Your objective:
Copy out each line of the entries where the word "json" is present.

(Stored data entries)
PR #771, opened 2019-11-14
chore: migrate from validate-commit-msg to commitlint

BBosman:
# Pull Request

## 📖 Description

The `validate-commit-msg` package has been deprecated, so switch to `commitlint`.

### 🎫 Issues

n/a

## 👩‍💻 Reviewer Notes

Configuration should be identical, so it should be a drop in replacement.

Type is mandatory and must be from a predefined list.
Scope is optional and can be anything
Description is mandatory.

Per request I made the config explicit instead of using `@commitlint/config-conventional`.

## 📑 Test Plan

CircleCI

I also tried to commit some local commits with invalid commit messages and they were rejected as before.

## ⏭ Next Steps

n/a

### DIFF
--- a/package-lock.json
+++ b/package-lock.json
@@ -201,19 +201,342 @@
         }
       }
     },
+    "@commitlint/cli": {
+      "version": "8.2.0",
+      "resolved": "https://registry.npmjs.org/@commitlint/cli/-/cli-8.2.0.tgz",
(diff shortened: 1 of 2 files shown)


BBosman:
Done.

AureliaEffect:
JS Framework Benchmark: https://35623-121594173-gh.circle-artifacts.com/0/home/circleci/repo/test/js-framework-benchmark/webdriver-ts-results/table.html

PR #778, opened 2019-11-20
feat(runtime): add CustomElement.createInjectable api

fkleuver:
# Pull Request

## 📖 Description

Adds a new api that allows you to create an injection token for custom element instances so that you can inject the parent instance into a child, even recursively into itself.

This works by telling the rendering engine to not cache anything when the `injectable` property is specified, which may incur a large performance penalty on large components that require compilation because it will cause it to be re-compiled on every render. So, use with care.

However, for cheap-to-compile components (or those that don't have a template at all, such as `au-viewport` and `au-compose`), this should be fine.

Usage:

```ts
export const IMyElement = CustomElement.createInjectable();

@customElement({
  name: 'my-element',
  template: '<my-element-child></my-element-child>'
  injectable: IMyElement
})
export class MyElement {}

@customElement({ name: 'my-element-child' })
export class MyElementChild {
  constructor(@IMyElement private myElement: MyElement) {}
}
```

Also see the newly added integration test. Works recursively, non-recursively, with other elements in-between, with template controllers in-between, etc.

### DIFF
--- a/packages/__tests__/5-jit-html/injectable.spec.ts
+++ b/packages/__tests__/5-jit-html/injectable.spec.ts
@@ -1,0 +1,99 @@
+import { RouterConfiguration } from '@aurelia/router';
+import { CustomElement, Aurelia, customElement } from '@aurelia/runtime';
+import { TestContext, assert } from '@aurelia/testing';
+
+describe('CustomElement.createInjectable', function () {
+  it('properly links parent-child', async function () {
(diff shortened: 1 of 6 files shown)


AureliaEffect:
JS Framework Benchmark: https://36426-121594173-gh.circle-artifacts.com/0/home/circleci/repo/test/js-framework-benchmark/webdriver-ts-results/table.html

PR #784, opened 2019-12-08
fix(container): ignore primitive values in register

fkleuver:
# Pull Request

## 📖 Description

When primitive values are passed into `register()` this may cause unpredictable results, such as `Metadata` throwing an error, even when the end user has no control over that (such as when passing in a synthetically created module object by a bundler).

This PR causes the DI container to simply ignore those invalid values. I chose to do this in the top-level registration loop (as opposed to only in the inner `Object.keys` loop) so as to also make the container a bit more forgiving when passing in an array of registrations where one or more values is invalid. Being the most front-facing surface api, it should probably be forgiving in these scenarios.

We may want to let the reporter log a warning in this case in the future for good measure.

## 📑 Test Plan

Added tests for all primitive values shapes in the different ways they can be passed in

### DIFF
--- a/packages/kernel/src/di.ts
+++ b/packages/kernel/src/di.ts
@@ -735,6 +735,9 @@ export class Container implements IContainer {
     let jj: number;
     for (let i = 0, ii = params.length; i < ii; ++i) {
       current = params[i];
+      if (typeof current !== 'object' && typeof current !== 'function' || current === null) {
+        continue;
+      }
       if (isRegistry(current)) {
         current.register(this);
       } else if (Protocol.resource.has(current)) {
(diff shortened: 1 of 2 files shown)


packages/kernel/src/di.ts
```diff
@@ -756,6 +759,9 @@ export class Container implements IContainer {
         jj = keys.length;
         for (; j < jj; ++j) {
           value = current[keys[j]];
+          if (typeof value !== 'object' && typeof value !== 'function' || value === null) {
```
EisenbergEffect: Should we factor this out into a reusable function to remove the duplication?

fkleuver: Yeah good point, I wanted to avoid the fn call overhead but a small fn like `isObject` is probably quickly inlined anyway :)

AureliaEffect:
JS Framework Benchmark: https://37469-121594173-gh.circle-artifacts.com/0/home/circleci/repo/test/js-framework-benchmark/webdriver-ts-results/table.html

==

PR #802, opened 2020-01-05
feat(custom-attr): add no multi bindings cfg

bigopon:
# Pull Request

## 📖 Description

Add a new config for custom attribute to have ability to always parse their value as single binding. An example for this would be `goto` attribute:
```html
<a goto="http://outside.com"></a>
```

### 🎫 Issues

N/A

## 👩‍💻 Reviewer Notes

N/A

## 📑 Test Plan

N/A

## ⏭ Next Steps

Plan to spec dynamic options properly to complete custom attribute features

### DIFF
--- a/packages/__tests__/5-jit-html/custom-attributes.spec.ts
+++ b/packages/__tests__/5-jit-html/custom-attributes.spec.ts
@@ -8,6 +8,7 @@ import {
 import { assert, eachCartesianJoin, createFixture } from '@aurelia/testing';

* * *

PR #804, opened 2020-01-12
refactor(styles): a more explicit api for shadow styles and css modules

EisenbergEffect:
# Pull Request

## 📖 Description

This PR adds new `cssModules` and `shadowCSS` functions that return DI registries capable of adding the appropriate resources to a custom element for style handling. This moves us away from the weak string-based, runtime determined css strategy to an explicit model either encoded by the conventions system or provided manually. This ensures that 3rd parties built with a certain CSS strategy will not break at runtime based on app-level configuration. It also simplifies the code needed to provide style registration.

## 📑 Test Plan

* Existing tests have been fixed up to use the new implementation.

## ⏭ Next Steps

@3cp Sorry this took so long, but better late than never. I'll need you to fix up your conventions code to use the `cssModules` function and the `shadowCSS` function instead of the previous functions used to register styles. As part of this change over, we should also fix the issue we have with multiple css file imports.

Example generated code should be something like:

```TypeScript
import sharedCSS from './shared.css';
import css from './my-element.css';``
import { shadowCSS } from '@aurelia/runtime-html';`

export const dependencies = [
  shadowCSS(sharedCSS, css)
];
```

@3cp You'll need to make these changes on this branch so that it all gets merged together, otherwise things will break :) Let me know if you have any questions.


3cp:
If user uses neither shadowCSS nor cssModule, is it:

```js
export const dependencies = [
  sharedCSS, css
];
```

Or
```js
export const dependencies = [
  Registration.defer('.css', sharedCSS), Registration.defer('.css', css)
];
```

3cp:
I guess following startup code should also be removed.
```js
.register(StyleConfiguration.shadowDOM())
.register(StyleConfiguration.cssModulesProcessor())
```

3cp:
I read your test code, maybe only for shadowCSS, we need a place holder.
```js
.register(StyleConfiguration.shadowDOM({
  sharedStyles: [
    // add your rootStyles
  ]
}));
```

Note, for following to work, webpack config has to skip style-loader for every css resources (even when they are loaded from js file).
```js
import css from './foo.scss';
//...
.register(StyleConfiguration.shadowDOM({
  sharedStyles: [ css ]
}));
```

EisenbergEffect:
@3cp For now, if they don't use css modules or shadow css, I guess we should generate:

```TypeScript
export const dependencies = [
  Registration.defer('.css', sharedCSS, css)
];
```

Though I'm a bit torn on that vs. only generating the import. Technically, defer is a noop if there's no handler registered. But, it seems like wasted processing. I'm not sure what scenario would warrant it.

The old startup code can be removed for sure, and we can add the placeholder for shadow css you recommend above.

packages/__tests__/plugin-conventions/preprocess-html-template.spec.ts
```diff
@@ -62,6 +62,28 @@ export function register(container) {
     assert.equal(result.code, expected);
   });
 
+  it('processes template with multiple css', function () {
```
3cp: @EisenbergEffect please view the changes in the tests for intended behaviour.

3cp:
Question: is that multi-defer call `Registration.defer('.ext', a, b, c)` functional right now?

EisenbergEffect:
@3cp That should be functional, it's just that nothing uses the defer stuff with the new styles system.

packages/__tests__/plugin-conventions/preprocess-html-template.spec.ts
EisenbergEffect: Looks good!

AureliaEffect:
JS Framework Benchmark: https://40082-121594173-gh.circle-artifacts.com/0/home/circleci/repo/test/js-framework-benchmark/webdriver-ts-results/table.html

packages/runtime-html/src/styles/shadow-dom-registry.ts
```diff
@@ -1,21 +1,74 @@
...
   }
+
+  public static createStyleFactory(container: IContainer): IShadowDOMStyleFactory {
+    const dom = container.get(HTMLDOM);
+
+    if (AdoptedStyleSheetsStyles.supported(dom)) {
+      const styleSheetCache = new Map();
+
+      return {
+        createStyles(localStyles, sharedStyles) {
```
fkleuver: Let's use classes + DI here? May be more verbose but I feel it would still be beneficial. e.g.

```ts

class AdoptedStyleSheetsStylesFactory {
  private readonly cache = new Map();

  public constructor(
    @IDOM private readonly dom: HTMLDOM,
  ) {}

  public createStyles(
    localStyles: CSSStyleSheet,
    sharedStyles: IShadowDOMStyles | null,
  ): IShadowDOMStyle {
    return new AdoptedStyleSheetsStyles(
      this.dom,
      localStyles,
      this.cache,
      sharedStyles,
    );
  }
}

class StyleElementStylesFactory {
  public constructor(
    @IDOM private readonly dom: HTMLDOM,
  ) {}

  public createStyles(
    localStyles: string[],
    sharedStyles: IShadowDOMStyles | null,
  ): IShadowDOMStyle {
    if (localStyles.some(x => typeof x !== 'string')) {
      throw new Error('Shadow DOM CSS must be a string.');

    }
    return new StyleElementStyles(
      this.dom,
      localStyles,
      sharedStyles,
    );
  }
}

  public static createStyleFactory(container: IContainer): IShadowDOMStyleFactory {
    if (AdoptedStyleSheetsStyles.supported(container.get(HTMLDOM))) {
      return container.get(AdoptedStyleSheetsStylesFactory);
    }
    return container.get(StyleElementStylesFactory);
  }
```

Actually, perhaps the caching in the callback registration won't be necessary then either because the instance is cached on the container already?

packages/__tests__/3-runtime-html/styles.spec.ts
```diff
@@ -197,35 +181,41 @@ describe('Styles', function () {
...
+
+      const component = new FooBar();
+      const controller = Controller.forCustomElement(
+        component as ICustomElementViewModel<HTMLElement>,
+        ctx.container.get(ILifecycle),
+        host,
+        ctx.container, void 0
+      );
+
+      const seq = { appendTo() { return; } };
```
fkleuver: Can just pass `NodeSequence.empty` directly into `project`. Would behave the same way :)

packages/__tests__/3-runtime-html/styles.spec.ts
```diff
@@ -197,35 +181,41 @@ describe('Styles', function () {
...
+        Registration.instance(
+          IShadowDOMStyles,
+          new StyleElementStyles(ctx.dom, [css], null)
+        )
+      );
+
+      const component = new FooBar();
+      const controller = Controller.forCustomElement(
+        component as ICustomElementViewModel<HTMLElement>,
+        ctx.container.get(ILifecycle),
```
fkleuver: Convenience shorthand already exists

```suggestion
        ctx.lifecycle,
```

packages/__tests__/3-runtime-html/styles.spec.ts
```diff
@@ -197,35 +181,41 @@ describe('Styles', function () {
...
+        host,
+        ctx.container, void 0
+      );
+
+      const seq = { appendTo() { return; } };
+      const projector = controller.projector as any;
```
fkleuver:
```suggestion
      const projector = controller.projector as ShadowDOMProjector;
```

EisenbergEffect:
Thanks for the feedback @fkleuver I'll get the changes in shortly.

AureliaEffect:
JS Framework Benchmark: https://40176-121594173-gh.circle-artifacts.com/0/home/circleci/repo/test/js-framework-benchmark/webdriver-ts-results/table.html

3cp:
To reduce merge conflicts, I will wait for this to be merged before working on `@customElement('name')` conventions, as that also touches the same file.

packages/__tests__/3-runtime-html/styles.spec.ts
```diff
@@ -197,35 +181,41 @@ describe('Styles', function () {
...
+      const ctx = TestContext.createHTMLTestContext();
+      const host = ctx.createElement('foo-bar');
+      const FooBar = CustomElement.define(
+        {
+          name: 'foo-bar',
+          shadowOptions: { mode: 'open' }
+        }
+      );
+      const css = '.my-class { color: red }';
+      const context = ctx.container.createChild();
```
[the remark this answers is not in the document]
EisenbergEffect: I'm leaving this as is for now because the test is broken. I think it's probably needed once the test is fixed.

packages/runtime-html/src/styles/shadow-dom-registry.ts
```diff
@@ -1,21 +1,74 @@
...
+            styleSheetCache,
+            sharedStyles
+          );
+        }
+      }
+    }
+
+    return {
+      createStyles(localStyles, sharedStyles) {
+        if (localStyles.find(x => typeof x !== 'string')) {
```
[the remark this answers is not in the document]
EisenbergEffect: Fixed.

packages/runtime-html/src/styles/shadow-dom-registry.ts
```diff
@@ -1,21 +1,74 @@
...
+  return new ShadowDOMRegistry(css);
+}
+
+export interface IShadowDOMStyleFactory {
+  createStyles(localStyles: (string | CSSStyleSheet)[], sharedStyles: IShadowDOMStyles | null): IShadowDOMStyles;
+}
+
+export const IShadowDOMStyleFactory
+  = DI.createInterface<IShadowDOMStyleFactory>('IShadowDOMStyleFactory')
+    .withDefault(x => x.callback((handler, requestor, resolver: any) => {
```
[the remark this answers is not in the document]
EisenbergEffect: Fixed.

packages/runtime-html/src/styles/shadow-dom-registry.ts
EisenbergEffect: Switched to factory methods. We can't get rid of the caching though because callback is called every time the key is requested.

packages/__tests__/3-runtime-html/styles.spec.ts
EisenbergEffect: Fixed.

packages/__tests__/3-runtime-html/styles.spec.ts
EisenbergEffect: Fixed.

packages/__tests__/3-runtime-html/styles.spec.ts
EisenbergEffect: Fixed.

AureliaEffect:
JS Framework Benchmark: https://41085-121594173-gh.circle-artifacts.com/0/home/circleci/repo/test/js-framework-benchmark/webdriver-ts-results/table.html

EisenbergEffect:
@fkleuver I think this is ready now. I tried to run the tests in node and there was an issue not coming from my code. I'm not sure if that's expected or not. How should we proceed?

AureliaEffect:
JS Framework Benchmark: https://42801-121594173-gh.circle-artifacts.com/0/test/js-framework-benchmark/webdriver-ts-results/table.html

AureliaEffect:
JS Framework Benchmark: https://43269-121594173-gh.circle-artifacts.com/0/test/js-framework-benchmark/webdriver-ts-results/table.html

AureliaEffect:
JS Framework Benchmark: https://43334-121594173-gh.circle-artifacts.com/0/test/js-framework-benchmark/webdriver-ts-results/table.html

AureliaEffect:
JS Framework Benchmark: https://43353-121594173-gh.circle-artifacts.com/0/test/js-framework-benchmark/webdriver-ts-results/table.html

Output:
--- a/package-lock.json
+++ b/package-lock.json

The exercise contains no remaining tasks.